Up to and including the line containing "- Change type", retype each line of the listing below exactly, beginning with the first.
========================================================================
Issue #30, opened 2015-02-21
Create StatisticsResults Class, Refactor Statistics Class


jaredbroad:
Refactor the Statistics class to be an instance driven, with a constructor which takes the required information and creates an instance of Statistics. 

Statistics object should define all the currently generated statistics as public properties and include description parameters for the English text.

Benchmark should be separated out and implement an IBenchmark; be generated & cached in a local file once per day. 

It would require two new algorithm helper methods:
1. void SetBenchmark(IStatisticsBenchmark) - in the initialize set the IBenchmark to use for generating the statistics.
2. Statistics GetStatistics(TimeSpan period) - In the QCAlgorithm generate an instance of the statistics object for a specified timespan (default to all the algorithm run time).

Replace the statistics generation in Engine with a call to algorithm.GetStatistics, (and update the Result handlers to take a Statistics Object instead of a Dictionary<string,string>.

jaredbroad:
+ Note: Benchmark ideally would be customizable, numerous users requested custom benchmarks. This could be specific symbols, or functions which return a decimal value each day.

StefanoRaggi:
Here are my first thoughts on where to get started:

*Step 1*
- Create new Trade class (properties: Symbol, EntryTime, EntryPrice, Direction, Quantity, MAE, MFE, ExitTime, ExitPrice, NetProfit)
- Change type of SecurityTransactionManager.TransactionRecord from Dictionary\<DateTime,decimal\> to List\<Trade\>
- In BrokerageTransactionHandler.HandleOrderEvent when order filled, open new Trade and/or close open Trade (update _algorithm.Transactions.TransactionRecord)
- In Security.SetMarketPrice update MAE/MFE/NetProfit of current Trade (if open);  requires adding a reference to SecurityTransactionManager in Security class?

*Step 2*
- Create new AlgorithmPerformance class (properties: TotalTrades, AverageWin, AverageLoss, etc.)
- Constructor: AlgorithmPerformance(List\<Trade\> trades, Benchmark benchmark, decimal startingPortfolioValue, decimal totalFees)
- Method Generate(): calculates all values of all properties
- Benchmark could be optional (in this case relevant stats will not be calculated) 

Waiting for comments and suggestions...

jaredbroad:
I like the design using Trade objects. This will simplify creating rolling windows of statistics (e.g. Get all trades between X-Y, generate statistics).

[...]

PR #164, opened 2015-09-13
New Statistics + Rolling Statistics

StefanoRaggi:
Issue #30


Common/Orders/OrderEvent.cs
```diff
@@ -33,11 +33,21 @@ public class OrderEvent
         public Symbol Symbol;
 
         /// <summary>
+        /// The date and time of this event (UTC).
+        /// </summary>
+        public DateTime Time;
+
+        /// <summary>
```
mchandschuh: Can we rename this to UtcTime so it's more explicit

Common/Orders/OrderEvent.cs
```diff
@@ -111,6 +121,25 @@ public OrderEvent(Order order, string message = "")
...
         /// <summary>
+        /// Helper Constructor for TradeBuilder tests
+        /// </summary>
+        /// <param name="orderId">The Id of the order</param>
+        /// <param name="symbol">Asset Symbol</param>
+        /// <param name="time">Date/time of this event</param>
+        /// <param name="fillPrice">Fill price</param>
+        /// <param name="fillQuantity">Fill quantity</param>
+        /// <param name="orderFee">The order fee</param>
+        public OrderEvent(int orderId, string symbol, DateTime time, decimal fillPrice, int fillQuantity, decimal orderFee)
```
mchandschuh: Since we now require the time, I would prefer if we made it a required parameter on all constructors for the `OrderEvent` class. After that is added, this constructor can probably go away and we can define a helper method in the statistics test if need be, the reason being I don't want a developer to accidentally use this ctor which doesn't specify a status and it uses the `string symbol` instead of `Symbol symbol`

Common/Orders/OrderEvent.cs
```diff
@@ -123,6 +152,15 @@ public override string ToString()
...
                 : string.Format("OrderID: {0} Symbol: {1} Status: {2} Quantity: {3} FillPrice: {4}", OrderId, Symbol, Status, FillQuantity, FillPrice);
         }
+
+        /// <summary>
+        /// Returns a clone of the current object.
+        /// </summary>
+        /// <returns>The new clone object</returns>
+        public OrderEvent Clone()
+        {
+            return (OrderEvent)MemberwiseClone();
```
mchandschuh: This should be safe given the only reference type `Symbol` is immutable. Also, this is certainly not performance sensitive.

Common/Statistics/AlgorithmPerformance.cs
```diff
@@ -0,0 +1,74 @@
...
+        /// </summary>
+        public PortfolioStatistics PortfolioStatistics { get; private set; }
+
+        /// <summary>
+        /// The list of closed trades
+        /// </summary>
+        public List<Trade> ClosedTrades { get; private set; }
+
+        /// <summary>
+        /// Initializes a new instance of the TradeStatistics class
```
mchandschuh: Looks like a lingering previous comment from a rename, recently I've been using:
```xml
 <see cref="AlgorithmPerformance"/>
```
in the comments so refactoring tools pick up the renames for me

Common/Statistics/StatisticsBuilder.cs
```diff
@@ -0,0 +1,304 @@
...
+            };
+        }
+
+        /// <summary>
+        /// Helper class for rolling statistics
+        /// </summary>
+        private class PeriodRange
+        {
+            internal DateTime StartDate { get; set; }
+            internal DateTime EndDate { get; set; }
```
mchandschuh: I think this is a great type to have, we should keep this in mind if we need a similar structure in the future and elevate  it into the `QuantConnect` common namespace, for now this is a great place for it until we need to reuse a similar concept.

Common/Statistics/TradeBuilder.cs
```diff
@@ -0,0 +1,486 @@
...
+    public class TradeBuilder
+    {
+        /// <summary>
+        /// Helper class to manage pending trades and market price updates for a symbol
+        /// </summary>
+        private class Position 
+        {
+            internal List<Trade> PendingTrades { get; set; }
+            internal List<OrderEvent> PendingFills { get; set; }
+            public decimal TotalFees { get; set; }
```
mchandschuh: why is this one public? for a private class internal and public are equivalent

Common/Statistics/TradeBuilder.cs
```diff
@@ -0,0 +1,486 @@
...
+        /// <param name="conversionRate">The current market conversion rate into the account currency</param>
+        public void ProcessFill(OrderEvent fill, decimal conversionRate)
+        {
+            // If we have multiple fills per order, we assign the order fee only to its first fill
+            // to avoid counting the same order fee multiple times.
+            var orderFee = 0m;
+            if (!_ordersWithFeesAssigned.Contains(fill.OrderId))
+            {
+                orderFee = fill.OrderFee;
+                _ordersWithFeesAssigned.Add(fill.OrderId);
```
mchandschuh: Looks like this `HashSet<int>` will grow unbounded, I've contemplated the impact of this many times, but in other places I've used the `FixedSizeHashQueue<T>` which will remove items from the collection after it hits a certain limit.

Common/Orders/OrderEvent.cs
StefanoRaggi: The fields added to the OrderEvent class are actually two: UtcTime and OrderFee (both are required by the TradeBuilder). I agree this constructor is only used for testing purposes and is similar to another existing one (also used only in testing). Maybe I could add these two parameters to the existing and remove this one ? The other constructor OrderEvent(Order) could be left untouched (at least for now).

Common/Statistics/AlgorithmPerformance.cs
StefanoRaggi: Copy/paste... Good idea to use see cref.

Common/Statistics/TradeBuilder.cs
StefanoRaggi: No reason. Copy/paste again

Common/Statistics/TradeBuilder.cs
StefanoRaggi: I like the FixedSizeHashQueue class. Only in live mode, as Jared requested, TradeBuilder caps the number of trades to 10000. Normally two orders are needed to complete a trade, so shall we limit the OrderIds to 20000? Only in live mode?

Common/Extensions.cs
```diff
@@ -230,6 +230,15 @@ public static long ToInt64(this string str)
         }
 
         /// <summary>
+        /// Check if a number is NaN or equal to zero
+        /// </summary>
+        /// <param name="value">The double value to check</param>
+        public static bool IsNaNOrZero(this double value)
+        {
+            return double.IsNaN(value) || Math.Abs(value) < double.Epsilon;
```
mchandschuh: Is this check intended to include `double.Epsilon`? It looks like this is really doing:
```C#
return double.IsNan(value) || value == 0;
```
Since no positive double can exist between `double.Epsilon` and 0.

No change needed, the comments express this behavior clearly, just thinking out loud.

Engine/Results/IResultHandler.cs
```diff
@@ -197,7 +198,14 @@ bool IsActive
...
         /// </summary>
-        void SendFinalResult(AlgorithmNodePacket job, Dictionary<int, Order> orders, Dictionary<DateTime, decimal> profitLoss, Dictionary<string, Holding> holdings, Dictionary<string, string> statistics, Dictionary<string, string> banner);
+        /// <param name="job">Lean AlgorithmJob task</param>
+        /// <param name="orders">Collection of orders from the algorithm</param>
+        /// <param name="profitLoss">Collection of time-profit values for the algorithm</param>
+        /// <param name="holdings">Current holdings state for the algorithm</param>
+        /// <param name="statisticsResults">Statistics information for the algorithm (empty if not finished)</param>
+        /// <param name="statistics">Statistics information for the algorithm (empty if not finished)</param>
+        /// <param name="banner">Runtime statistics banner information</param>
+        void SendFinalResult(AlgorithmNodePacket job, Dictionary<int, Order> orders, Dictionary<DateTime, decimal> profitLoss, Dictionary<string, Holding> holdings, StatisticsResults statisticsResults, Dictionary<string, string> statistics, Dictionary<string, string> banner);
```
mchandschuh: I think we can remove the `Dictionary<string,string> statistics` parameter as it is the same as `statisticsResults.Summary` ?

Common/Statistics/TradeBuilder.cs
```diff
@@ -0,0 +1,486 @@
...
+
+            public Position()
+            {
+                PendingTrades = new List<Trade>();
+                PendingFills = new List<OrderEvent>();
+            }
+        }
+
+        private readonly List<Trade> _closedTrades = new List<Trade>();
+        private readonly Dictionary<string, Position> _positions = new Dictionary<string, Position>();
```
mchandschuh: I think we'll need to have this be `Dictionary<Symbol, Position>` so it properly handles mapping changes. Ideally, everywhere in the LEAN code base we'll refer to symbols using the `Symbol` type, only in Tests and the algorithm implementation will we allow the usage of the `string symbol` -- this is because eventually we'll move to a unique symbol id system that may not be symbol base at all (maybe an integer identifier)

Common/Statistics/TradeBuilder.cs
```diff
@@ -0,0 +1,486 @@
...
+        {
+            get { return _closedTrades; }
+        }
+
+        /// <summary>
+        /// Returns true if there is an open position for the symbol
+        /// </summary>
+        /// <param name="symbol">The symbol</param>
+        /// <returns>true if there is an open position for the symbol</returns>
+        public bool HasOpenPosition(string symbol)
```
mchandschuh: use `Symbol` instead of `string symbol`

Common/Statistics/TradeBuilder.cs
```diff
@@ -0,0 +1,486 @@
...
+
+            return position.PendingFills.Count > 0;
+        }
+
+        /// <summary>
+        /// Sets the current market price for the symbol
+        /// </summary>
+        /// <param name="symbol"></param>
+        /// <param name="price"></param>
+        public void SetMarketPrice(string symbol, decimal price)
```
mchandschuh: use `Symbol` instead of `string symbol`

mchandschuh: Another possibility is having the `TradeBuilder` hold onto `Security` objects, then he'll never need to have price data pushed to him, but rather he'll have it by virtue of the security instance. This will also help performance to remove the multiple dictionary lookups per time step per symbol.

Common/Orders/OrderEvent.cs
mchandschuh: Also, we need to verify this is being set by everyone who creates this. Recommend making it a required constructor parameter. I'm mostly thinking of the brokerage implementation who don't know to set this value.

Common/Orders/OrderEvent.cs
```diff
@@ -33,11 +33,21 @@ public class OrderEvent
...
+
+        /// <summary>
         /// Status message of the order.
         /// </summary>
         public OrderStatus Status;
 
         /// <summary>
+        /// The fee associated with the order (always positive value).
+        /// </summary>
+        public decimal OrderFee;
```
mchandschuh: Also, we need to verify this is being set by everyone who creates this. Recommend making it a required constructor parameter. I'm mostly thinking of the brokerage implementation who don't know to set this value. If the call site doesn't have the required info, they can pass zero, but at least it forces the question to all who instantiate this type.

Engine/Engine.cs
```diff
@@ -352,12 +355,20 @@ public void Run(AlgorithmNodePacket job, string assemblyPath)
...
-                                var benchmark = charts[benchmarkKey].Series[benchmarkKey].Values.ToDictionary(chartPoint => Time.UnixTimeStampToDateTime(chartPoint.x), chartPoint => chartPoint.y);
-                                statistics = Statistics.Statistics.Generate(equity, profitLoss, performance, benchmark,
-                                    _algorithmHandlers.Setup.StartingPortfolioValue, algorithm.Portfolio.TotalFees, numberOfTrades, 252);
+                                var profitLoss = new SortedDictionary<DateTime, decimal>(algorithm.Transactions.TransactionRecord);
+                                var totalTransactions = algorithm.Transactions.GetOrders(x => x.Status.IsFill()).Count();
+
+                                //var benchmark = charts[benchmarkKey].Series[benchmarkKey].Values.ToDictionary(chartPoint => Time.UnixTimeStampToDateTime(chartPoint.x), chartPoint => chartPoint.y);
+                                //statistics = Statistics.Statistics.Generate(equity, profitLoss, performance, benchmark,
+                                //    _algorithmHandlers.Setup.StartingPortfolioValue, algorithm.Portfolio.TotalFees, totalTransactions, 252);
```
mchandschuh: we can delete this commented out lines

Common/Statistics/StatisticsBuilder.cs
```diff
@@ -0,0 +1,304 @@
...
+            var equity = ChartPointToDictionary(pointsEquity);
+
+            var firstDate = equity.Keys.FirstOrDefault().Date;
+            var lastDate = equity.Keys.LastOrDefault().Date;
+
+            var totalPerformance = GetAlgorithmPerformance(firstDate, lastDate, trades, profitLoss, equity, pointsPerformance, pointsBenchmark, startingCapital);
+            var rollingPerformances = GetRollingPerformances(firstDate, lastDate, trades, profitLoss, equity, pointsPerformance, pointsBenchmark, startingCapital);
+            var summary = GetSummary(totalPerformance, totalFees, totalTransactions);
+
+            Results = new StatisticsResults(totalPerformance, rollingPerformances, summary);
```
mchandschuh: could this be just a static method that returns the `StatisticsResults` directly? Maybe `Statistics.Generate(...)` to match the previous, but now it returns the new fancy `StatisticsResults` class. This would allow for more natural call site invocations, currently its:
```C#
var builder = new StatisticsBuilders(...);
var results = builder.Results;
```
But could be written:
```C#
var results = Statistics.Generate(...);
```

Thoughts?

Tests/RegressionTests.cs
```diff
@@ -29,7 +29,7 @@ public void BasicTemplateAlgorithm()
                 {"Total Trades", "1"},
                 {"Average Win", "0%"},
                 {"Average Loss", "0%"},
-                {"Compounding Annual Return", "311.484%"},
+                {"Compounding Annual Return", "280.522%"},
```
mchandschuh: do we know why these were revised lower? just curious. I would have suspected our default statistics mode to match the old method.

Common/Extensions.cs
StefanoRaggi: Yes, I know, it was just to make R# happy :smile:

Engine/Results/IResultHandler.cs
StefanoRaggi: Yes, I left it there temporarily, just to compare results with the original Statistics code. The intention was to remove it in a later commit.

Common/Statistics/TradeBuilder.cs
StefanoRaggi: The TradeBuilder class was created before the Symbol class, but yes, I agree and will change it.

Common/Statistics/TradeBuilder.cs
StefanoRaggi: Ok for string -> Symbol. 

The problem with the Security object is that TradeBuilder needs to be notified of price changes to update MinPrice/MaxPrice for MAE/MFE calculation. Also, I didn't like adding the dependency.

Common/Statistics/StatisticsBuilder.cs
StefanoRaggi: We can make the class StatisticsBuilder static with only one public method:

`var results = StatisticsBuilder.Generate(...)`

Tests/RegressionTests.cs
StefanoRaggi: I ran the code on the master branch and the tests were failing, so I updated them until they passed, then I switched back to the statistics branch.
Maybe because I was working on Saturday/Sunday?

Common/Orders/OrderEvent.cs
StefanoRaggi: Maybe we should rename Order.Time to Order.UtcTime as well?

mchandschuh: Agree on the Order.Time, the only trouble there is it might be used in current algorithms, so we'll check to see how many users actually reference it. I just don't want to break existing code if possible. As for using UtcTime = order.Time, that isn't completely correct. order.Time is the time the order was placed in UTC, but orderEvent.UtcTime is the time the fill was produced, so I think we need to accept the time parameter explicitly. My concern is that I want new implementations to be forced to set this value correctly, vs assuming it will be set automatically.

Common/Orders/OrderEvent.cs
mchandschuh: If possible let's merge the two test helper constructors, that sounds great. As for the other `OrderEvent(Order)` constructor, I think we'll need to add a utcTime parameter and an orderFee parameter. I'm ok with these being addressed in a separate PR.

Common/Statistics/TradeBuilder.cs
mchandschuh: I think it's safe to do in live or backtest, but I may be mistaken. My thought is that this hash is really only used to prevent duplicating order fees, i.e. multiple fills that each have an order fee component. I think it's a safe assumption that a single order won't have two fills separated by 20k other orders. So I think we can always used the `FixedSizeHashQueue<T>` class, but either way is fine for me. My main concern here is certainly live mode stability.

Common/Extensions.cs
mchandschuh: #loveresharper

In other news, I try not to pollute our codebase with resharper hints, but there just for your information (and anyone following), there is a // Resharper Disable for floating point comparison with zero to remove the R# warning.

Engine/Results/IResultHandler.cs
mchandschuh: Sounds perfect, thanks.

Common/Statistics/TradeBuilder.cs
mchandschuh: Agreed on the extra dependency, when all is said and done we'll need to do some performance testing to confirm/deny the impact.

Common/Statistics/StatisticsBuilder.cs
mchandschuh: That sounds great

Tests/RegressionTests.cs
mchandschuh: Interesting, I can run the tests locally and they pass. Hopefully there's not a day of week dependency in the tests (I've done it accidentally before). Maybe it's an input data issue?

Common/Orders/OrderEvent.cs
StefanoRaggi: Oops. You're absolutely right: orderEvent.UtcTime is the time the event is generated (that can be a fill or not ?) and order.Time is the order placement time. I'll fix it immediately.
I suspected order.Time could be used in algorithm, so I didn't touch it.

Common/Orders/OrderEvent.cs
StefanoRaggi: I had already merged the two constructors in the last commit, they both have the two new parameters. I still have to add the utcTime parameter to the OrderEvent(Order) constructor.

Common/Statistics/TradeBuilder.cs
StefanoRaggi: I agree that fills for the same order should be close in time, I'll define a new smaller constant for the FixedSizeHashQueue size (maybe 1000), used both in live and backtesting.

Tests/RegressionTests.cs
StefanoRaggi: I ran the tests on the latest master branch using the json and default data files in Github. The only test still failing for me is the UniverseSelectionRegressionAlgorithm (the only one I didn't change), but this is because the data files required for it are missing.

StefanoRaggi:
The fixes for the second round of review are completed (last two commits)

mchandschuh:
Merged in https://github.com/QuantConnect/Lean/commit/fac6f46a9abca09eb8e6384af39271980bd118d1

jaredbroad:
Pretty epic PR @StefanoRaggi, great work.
========================================================================
** Task solution **
Issue #30, opened 2015-02-21
Create StatisticsResults Class, Refactor Statistics Class


jaredbroad:
Refactor the Statistics class to be an instance driven, with a constructor which takes the required information and creates an instance of Statistics. 

Statistics object should define all the currently generated statistics as public properties and include description parameters for the English text.

Benchmark should be separated out and implement an IBenchmark; be generated & cached in a local file once per day. 

It would require two new algorithm helper methods:
1. void SetBenchmark(IStatisticsBenchmark) - in the initialize set the IBenchmark to use for generating the statistics.
2. Statistics GetStatistics(TimeSpan period) - In the QCAlgorithm generate an instance of the statistics object for a specified timespan (default to all the algorithm run time).

Replace the statistics generation in Engine with a call to algorithm.GetStatistics, (and update the Result handlers to take a Statistics Object instead of a Dictionary<string,string>.

jaredbroad:
+ Note: Benchmark ideally would be customizable, numerous users requested custom benchmarks. This could be specific symbols, or functions which return a decimal value each day.

StefanoRaggi:
Here are my first thoughts on where to get started:

*Step 1*
- Create new Trade class (properties: Symbol, EntryTime, EntryPrice, Direction, Quantity, MAE, MFE, ExitTime, ExitPrice, NetProfit)
- Change type of SecurityTransactionManager.TransactionRecord from Dictionary\<DateTime,decimal\> to List\<Trade\>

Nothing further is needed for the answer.